● **PROBLEM STATEMENT**: Pick out the lines below with "this" and list them.

Segment Start: DATA

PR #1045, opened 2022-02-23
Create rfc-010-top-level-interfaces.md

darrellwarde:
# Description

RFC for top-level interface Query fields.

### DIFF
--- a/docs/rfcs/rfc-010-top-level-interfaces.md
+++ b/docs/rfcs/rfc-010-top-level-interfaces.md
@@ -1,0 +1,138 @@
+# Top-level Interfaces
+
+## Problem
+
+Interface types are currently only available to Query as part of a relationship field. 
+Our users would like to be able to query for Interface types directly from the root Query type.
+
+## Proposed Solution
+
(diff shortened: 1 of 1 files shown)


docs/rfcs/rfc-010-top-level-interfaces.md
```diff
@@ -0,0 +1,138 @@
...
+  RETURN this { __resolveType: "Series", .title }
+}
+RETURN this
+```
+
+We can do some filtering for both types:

Segment End: DATA

● **TASK RESPONSE**:
+  RETURN this { __resolveType: "Series", .title }
+RETURN this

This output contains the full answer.